# Goal of the exercise:
Return the data below exactly, but only from the line containing "color-eyre.workspace = true" through the line containing "You're thinking ratatui-termion.", with both of those lines included.

# Extracted entries:
_ _ _

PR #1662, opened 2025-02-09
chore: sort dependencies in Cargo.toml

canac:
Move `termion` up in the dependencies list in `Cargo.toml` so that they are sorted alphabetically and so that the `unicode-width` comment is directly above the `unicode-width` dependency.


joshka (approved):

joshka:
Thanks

_ _ _

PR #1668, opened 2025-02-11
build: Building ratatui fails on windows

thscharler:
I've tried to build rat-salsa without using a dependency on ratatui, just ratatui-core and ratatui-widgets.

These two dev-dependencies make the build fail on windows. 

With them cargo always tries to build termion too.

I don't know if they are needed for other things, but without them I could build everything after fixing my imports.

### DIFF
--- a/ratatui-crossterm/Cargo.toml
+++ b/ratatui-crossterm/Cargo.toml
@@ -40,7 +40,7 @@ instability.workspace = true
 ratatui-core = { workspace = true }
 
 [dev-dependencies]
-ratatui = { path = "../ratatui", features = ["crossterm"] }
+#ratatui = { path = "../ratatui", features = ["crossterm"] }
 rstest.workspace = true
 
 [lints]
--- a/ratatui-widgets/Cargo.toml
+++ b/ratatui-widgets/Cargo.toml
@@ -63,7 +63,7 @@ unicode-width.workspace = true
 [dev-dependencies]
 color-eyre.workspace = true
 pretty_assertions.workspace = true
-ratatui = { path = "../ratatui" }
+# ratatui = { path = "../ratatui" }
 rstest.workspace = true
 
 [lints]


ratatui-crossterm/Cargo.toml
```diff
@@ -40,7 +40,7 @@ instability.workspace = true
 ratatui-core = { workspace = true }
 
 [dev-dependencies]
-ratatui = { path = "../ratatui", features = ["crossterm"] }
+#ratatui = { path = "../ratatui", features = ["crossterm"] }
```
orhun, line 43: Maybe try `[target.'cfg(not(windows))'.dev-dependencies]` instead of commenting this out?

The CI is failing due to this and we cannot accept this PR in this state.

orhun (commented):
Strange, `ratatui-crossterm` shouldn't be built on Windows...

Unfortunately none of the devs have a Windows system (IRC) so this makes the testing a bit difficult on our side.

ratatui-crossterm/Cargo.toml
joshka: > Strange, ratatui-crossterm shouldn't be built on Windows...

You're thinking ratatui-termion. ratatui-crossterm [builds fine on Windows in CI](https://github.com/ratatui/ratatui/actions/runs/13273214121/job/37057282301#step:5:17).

_ _ _

# Solution to this exercise:
 color-eyre.workspace = true
 pretty_assertions.workspace = true
-ratatui = { path = "../ratatui" }
+# ratatui = { path = "../ratatui" }
 rstest.workspace = true
 
 [lints]


ratatui-crossterm/Cargo.toml
```diff
@@ -40,7 +40,7 @@ instability.workspace = true
 ratatui-core = { workspace = true }
 
 [dev-dependencies]
-ratatui = { path = "../ratatui", features = ["crossterm"] }
+#ratatui = { path = "../ratatui", features = ["crossterm"] }
```
orhun, line 43: Maybe try `[target.'cfg(not(windows))'.dev-dependencies]` instead of commenting this out?

The CI is failing due to this and we cannot accept this PR in this state.

orhun (commented):
Strange, `ratatui-crossterm` shouldn't be built on Windows...

Unfortunately none of the devs have a Windows system (IRC) so this makes the testing a bit difficult on our side.

ratatui-crossterm/Cargo.toml
joshka: > Strange, ratatui-crossterm shouldn't be built on Windows...

You're thinking ratatui-termion. ratatui-crossterm [builds fine on Windows in CI](https://github.com/ratatui/ratatui/actions/runs/13273214121/job/37057282301#step:5:17).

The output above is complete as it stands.